After you get them, it would be great to post some pictures.

----------


## spec

Well, my g/f was the one who went to the shop today. I've been hounding these people a bit about pixie's and this is the news that she returned to me today. I'll google some pics of them prior to purchase to for comparison. I just don't really trust the web enough to know that someone isnt out there posting random pics and calling them pixie's. Also, do i need filtration or light? best way to keep the warm temp?

----------


## John Clare

Large aquarium - water doesn't need to be more than a couple of inches.  Light isn't necessary.  Heat with an aquarium heater.  Actually, the info on this page is about right for Pyxicephalus:

http://www.frogforum.net/toad-care-a...-breeding.html

----------


## cricketfrog30

are you sure there not regular bullfrog tadpoles.

----------


## onedge30

Any pictures?

----------


## Kevin1

> are you sure there not regular bullfrog tadpoles.


That would be my guess. The price sounds right.

----------


## spec

> That would be my guess. The price sounds right.

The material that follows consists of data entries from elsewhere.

PR #482, opened 2026-09-06
Add owner-scoped periodic reconciliation and durable retirement

### LINKED ISSUE #481: Owner-scoped declarative reconciliation for periodic schedules
## Problem

AWA intentionally synchronizes periodic schedules additively. Removing a
schedule from worker code leaves its row active until an operator runs
`awa cron remove <name>` or deletes it with SQL. ADR-007 records this as the
safe trade-off because multiple independent deployments may share the same
AWA database; a process cannot assume that every schedule it did not declare
is an orphan.

This is safe, but it is easy for a code removal and the corresponding manual
cleanup to drift apart. A stale schedule can continue enqueueing work with no
runtime that intentionally owns it.

We should support **opt-in, owner-scoped declarative reconciliation** without
introducing global pruning.

## Research / prior art

- [Oban DynamicCron](https://oban.hexdocs.pm/2.11.0/dynamic_cron.html)
  supports an explicit `delete: true` declaration. This is a useful minimal
  DX improvement because deletion is named and intentional rather than inferred
  from global absence.
- [Kubernetes Server-Side Apply](https://kubernetes.io/docs/reference/using-api/server-side-apply/)
  records manager identity and rejects conflicting ownership rather than
  silently overwriting another manager.
- [Kubernetes ApplySet pruning](https://kubernetes.io/docs/tasks/manage-kubernetes-objects/declarative-config/#applyset-based-pruning)
  tracks set membership before pruning. This is the relevant model for
  reconciling a complete owned collection; a label/owner alone is not enough.
- [River periodic jobs](https://github.com/riverqueue/river/blob/master/periodic_job.go)
  require additions/removals to reach every active client because only the
  elected leader acts on its local configuration. AWA has the analogous
  topology today: only the maintenance leader periodically upserts its local
  `periodic_jobs` vector.

## Safety observations from the spike

1. An owner ID alone does not establish that a process has declared the
   owner's **complete** desired set. A client may declare only a subset, and an
   accidentally empty vector must not mean "remove all".
2. During a rolling deployment, old and new replicas legitimately declare
   different sets. Reconciliation must not oscillate as leadership moves.
3. Current schedule sync is leader-local. Reconciliation cannot infer fleet
   convergence from the leader's vector; participating instances must publish
   desired-set evidence independently of leadership.
4. `paused_at` is not the right lifecycle state. Resuming a paused `catch_up`
   schedule may replay missed fires, while a schedule removed from desired state
   must stay inert until explicitly restored.
5. Deleting a row is not a sufficient old-runtime fence. An old leader may
   recreate it through the existing additive UPSERT. A durable retired row can
   survive that UPSERT, while a database-side guard can make the old atomic
   enqueue CTE affect zero rows.
6. A vanished fleet is indistinguishable from an outage. No schedules should be
   retired merely because all instances for an owner stopped heartbeating.

### 1. Preserve additive sync as the default

Unowned schedules and clients that do not opt in retain today's ADR-007
behaviour. There is no global `DELETE ... NOT IN (...)` path.

Add a stable, non-empty reconciliation owner/manager ID to client configuration,
for example (names illustrative):

```rust
ClientBuilder::new(...)
    .periodic_owner("billing-workers")
    .periodic_reconciliation(PeriodicReconciliation::Authoritative)
    .periodic(daily_invoice)
    .periodic(payment_reminders);
```

Python should expose the same semantics. `Authoritative` means "this is the
complete desired set for this owner", not merely "these schedules belong to
this owner". An authoritative empty set must be explicitly representable and
must not be inferred from a default/omitted configuration.

Schedule names should remain globally unique in the first iteration so existing
CLI/API/job metadata lookups by `cron_name` stay unambiguous. Ownership scopes
reconciliation; it does not initially change schedule identity to
`(owner, name)`.

### 2. Reject ownership conflicts

New schedules record `owner_id`. Updating a schedule owned by another owner
fails with a clear conflict. Claiming an existing unowned schedule or
transferring ownership is an explicit operation with a dry-run/confirmation
surface; registration must not silently adopt it.

An older additive UPSERT that does not name the new ownership columns must not
erase ownership or retirement state.

### 3. Publish desired-set evidence from every participating runtime

Each authoritative runtime publishes, independently of maintenance leadership:

- runtime instance ID;
- owner ID;
- deployment revision (opaque, for diagnostics/grouping);
- canonical desired-set hash;
- desired schedule names or an equivalent normalized manifest;
- last-seen time / snapshot interval.

This can extend the existing runtime snapshot/reporting path or use a separate
declaration table keyed by `(instance_id, owner_id)`.

The maintenance leader may reconcile an owner only when:

- every fresh runtime in the shared AWA database reports support for the
  ownership/declaration protocol (older runtimes cannot be safely attributed to
  an owner and must conservatively block retirement);
- at least one fresh authoritative declaration exists;
- every fresh declaration for that owner has the same desired-set hash;
- that agreement has remained stable for a configurable grace period;
- the transaction re-checks the same conditions while holding a per-owner
  advisory/row lock, closing the check-to-retire race.

Mixed desired-set hashes block retirement and surface an observable reason.
Additions/definition updates may continue safely while retirement is blocked.

Do not retire anything when there are zero fresh declarations. Decommissioning
an entire owner requires an explicit `awa cron retire-owner <owner>` (or
equivalent API/UI action).

### 4. Retire absent schedules; do not immediately delete them

Add a lifecycle state such as `retired_at`, `retired_by`, and
`retired_revision` (exact schema TBD). Reconciliation atomically marks owned
schedules absent from the converged desired set as retired.

The evaluator must skip retired rows and `atomic_enqueue` must re-check that the
row is not retired in the same UPDATE/CAS that advances `last_enqueued_at`.
Add a database-side fence (for example, a trigger or compatible function
boundary) so an old binary's existing enqueue CTE cannot advance/fire a retired
row. This must be tested using the actual released N-1 binary path, not a
sentinel query.

Re-declaring a retired name should not silently resurrect it. Restoration is an
explicit action so a stale binary/config cannot undo retirement.

Initial scope should retain retired rows indefinitely. A later purge policy can
be considered separately after its mixed-version and audit implications are
specified.

### 5. Operator and observability UX

Provide a plan/dry-run surface that reports:

- additions and updates;
- schedules that would be retired;
- ownership conflicts;
- mixed/non-converged runtime declarations;
- zero-live-declaration refusal;
- the revision/hash and grace-window evidence used for the decision.

Expose owner, active/retired state, reconciliation status, and blocking
instances in the CLI, admin API, UI, logs, and metrics. Manual per-schedule
remove/retire remains available.

## Migration and rollout requirements

This must follow ADR-041 and the migration checklist:

- expand additively; do not change or drop the existing primary key initially;
- preserve operation of the released N-1 binary on the expanded schema;
- if the database-side retirement fence requires a compatibility patch, ship
  and verify that patch first and add the corresponding migration runtime floor;
- document requirements for external SQL migration runners;
- rehearse migrate-first, binary-first, overlapping old/new leaders, leadership
  transfer, stale/reappearing runtimes, crashes during reconciliation, and an
  explicitly authoritative empty set;
- update ADR-007, CHANGELOG, upgrade documentation if operator action is
  required, `docs/stability.md` if the skew contract changes, and the
  `awa-jobs` / `awa-operations` skills as appropriate.

The reconciliation transaction and retirement/enqueue interaction should be
added to the cron TLA+ model.

## Acceptance criteria

- [ ] Default schedule sync remains additive and backward compatible.
- [ ] Two owners sharing one database cannot update or retire each other's
      schedules.
- [ ] One authoritative client cannot retire schedules from an unrelated
      additive client.
- [ ] A partial declaration or accidental empty/default registration cannot
      trigger retirement.
- [ ] Differing live desired-set hashes during a rolling deploy block
      retirement; convergence for the grace period permits it.
- [ ] A fresh runtime that does not report ownership/reconciliation capability
      blocks retirement, even if all visible declarations for an owner agree.
- [ ] Zero live declarations never trigger automatic retirement.
- [ ] An explicit authoritative empty set can retire all schedules for exactly
      one owner after the convergence gate.
- [ ] The reconciliation decision is transactionally re-checked so a fresh
      conflicting declaration cannot race a retirement commit.
- [ ] Retired schedules cannot enqueue through current or released N-1 atomic
      enqueue paths, including after leadership transfers back to an old binary.
- [ ] Old additive UPSERTs cannot clear ownership or retirement state.
- [ ] Re-declaring a retired schedule does not resurrect it without an explicit
      restore/adopt action.
- [ ] Dry-run output explains every proposed change and every safety refusal.
- [ ] Rust and Python APIs have equivalent ownership/reconciliation semantics.
- [ ] CLI/API/UI and documentation distinguish paused from retired schedules.

## Non-goals

- Global pruning of schedules absent from one process.
- Automatically deleting an owner's schedules because its whole fleet is down.
- Cancelling already-enqueued, running, retrying, or DLQ jobs when their source
  schedule is retired.
- Changing schedule identity to a composite `(owner, name)` key in the first
  iteration.
- Automatic physical purge of retired rows.

hardbyte:
Removing a periodic schedule from code leaves it running today. This adds opt-in owner-scoped complete manifests: the fleet must agree through a durable grace window before absent schedules retire. Omitted configuration remains additive; explicit empty manifests are supported. Schema v045 preserves ownership and retirement tombstones through released 0.6.7 UPSERTs and fences its automatic cron enqueue. Existing jobs continue independently.

Rust/Python and CLI/API/UI expose plans, adoption/transfer, retirement and restoration. Owned-schedule operator actions require current clients because old manual triggering uses a separate insert path. Restoration preserves pause state and starts from current database time.

## Review disposition

The [September 6 review](https://github.com/hardbyte/awa/pull/482#issuecomment-5557812027) is addressed in `b725b27`, `c0f00e6` and `59a1377`:

- Existing definitions wait for fresh capable fleet agreement; mixed manifests no longer overwrite each other. New names remain additive. Definition synchronization is independent of retirement grace.
- Lifecycle actions lock only selected rows and invalidate agreement only for affected owners, including both sides of a transfer.
- Retired unowned additive registration is a quiet no-op. Physical deletion reports the retained tombstone accurately. Same-owner retired desired names allow inert startup; `restore-owner` restores the owner's retired schedules in bulk.
- Plans, previews and dry runs use a consistent read-only snapshot without the global writer lock. Apply rechecks under that lock. Already-cleared legacy evidence is not rewritten.
- Heartbeats cannot certify a conflicting manifest; unchanged synchronized manifests avoid repeated deserialization.
- Protocol version is named and checked against SQL, migration constants are ordered, metrics have descriptions, no-op reconciliation logs at debug, and UI audit labels default to the serving instance (not authenticated user identity). The vacuous TLA stutter was removed. The preview test took 2.12s in isolation; no timing bound was relaxed.

Final-head rehearsal also exposed a real migration lock-order cycle: pending storage DDL preceded v045's cron lock while released enqueue took cron first. The runner now drains cron before the entire pending DDL range. A deterministic SQL regression observed 50 conflicting DDL locks before the fix and zero after; a small TLA model preserves the missing-drain counterexample. Cron evaluation pauses until migration commit; the upgrade guide and operations skill specify the same ordering for external SQL runners.

## Validation and release status

- Required Rust formatting, all-target/all-feature clippy and workspace build pass. Five review regressions were demonstrated red before fixes. The final focused cron suite passes 28 tests (one released-artifact test is separately gated).
- Released 0.6.7 live cron rehearsal passes locally with the lock fix on PG17 and PG18. Models cover ownership safety/liveness, mixed-definition gating and migration lock order, including expected negative witnesses.
- Review-round Python periodic tests: 8 passed; API tests: 7 passed; browser tests: 10 passed; frontend build and both skills validate.
- [Full CI: 29/29 jobs](https://github.com/hardbyte/awa/actions/runs/34026929816) and [release gate: all three jobs](https://github.com/hardbyte/awa/actions/runs/34026762355) passed on exact head `59a1377`. Released-artifact rehearsals, protocol models and expected negative witnesses pass. The interrupted local full-suite run is not counted as a pass.
- The pinned old-wheel teardown crash remains unresolved: [0.6.2 exited 139 after lifecycle PASS](https://github.com/hardbyte/awa/actions/runs/34025905890/job/101466701977), despite explicit pool cleanup. The earlier 0.6.0 failure remains evidence too. A green retry does not establish a native root-cause fix.

## Performance

The [fresh overnight campaign](https://github.com/hardbyte/postgresql-job-queue-benchmarking/blob/brian/awa-481-benchmarks/results/2026-09-06-awa-482-overnight/SUMMARY.md) completed in 8h 44m, with main `49b1a77` versus candidate `59a1377`: all ten throughput/soak cells, nine cron probe configurations, and both four-hour soaks passed. Each two-hour MVCC pin validated all 1,440 samples and release. Both builds sustained ~800 completions/s with median queue depth zero; pinned median window-p99 was 44ms / 46ms. Saturation throughput deltas were +6.3% (W64), −3.7% (W128), −3.3% (W256), each one sequential pair.

Candidate first crossed ≤10% of pinned dead-tuple peak after 45s and ≤110% of its clean median after 19m 45s; main crossed at the first sample and after 35s. Neither build stayed below its clean threshold throughout recovery. Tracked relations stayed below 25 MiB. The [interpretation and consistent plots](https://github.com/hardbyte/postgresql-job-queue-benchmarking/blob/brian/awa-481-benchmarks/results/2026-09-06-awa-482-overnight/INTERPRETATION.md) retain that recovery difference and the limits of single-pair inference. The Aug 23 soak is discarded.

Both builds use the same pinned [upstream SQLx TCP_NODELAY fix](https://github.com/transact-rs/sqlx/pull/4336). AWA keeps SQLx 0.9; these results do not validate the unpatched published dependency. A fixed published SQLx release and shipping-dependency validation remain release blockers.

Also updates dependencies, including seroval 1.6.4 (superseding closed #453).

Fixes #481.

## Summary by CodeRabbit

* **New Features**
  * Added owner-scoped cron reconciliation with complete schedule manifests, status planning, adoption, retirement, restoration, and ownership transfer.
  * Added CLI and Python client support for previewing and applying cron lifecycle actions.
  * The cron UI now displays ownership and retirement status, reconciliation blockers, and preview/apply controls.
  * Retired schedules are durably inactive and cannot be triggered or automatically enqueued.
* **Bug Fixes**
  * Improved migration and enqueue coordination to prevent lock-related conflicts.
* **Documentation**
  * Added configuration, upgrade, stability, and operational guidance for cron ownership and reconciliation.


hardbyte:
## Review of 4c2fa83

Verified locally on PG17: `cargo fmt --check`, all-feature clippy with `-D warnings`, `cron_reconciliation_test` (20 passed, released-probe test ignored), and `awa-ui` `cron_api_test` (7 passed). Not run here: Python suite, Playwright, `rehearse-cron-ownership.sh`, TLC. Note that full CI has only run at `1bddb2e`; only the release gate ran at the current head, so re-run full CI on the final head before merging.

The migration, fence trigger, lock ordering, and the startup publish/check ordering all read correctly, and the acceptance criteria in #481 are covered by tests. The items below are things I confirmed with throwaway tests against this branch, followed by design questions and nits.

### Should fix before merge

**1. Definition flip-flop during a mixed-manifest rolling deploy** (`awa-model/src/cron_reconciliation.rs`, `publish`)

`synced_hash` is a single value per owner. With instance A on rev1 (`x` = `0 9 * * *`) and B on rev2 (`x` = `0 10 * * *`), each heartbeat sees `synced_hash != hash` and re-runs the batch UPSERT, so the stored `cron_expr` alternates at heartbeat cadence for the whole deploy:

```
after_b=0 10 * * *  after_a=0 9 * * *  after_b2=0 10 * * *
```

Before this PR the definition was leader-local and stable for the duration of a leader term. Retirement is already gated on a single live hash; definition sync should be gated the same way (or track synced state per `(owner, hash)` and only write when the live set agrees). New names could still be inserted immediately since that is harmless. Worth a test alongside `transient_conflict_resets_grace_between_leader_passes`.

**2. Operator actions reset every owner, and lock every schedule row** (`operate`)

```rust
sqlx::query("UPDATE awa.cron_owners SET synced_hash=NULL,agreed_since=NULL,evidence_until=NULL")
```

has no `WHERE`, and the apply path does `SELECT * FROM awa.cron_jobs ORDER BY name FOR UPDATE` over the whole table. Retiring one `billing` schedule reset `mail`'s `agreed_since` and `synced_hash` in my probe, which restarts an unrelated owner's grace window and forces its instances to re-run the batch UPSERT. #481's isolation goal argues for scoping both to the affected owner(s) and the selected rows.

**3. Retiring an unowned schedule turns additive clients into a permanent error stream** (`cron::upsert_cron_job`, `awa.cron_schedule_fence`)

`Retire { name }` accepts unowned rows. Any additive deployment still declaring that name then fails `upsert_cron_job` every cron-sync pass and logs at `error!` ("Failed to sync periodic job"). That is the intended tombstone behaviour, so it should be a quiet skip (debug, or a single warn) rather than an error, and distinguishable from the genuinely wrong case of colliding with another owner's schedule. Also, `awa cron remove` on that row raises "has durable ownership; retire it instead of deleting", which is misleading for a row that has no owner and is already retired.

### Design questions

**4. Startup failure on a retired desired name.** `check_registration` fails `start()` if a declared name is retired. The common path to that state is: remove schedule, deploy (retired), later re-add the schedule, deploy. The second deploy crash-loops until an operator runs `awa cron restore` mid-rollout. After `retire-owner` every schedule is in that state and there is no bulk restore. Failing startup on a foreign-owner conflict is defensible; for retired names I'd rather surface it as the existing `ownership_or_retirement_conflict` blocker (the schedule stays inert, which is the safe outcome) and add a `restore-owner`/`--all` operation. If you keep the current behaviour, the upgrade guide should call out the crash-loop explicitly.

**5. Control-plane lock scope.** Every `runtime_instances` write in the fleet now serialises on one `pg_advisory_xact_lock`, and read-only `plan`/`preview` take it too. The UI polls `GET /api/cron/reconciliation` (one `plan` per owner) at the page poll interval, so a dashboard left open contends with heartbeats. Probably fine at realistic fleet sizes, but read-only plans could skip the lock. Separately, `cron_unknown_runtime` issues an unconditional `UPDATE awa.cron_owners` on every legacy heartbeat even when the columns are already NULL; a `WHERE agreed_since IS NOT NULL OR evidence_until IS NOT NULL` avoids the dead tuples.

**6. Agreement jitter under conflicts.** The heartbeat publish path (`persist && !apply`) skips `describe_changes`, so conflicts don't block persisting agreement there, while the leader pass does see them and resets it. Result: `agreed_since`/`grace_remaining_ms` oscillate between heartbeat and leader passes whenever a conflict exists. Harmless for safety, but confusing in `awa cron plan` output.

### Nits

- `admin.rs` hardcodes `cron_protocol = 1`; a named const referenced from the INSERT and the test helper would keep it in step with `awa.cron_protocol_version()`.
- `V45_UP` is declared before `V44_UP` in `migrations.rs`.
- `LegacyUpsert == UNCHANGED vars` in `AwaCronOwnership.tla` is a stutter step and models nothing. Deletion isn't in the model, and that is what the tombstone defends against; either model delete plus legacy recreate or drop the action.
- The two new metrics lack `.with_description(...)`, unlike the neighbouring counters.
- The UI posts `actor: "web-ui"`; the router already has identity via `router_with_identity`, which would make the audit column useful.
- `sync_periodic_jobs_to_db` logs `info!` per owner per pass forever, including fully decommissioned owners; consider `debug!` when nothing changed.
- `proposed_manifest_is_read_only_and_explains_all_changes` took over 60s locally while its siblings took under a second; worth a look for CI flakiness.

 I sure hope not, they said they weren't. Here are the pics.

----------


## spec

uhhg my pics suck, they look good on my camera. let me try again....

----------


## pixiefrogman

Those don't look like Pyxie tadpoles, just my opinion.

----------


## spec

I hope they are, if not i'll either try to take them back or if i don't get anywhere with the pet store there is a pond out in my friends pasture i'll release them in.. i dont really need a giant hoppin frog like a american <--(im assuming) bull frog

----------


## SethD

Which houston area pet store did you get them from? If you got them from S&S or one of the more knowledgeable reptile stores there is a chance they are what they were sold as. Otherwise they probably are not.

----------


## spec

> Which houston area pet store did you get them from? If you got them from S&S or one of the more knowledgeable reptile stores there is a chance they are what they were sold as. Otherwise they probably are not.


 Pet's Place on scarsdale blvd in south houston.

----------


## SethD

I strongly suspect they aren't then, but it is faintly possible I suppose. I have never actually seen giant pixie tads for sale(and I usually have a decent handle on what is available) so I am making an educated guess that that particular shop doesn't know what it is taking about in this case. If it was S&S or Pets A Plenty making such a claim I would say the odds would be much better. Right now I would say the odds are probably somewhere between very slim and none that they are actually giant pixie tads.

----------


## John Clare

They look like a ranid but I don't think they're Pyxicephalus.  Not much time to market for tadpoles that metamorphose in less than 3 weeks.

----------


## spec

howm can i identify them?

----------


## Kurt

Well a guide field guide should help you ID American bullfrog tadpoles.

----------


## John Clare

> howm can i identify them?


If they aren't metamorphosing in 2 weeks then they're not Pyxicephalus.

----------


## onedge30

Spec,

Sorry to say, but those are some type of ranid tadpoles, not Pyxicephalus. Take a look at the care sheet. Two huge physical features that these do not have, are the eyes on top and a noticeable stripe down the center of the back. 

I was really hoping that they were pixie bullfrogs.  :Frown:

----------


## John911

> Spec,
> 
> I was really hoping that they were pixie bullfrogs.


 
x2.  I hope to get one myself eventually and I know I am going to end up paying some good money for one.

----------


## John Clare

> those are some type of ranid tadpoles, not Pyxicephalus.


You need to get your terms straight.  _Pyxicephalus_ are Ranids (family Ranidae).  You are thinking of the genus Rana, not the family Ranidae. 




> Two huge physical features  that these do not have, are the eyes on top and a noticeable stripe down  the center of the back.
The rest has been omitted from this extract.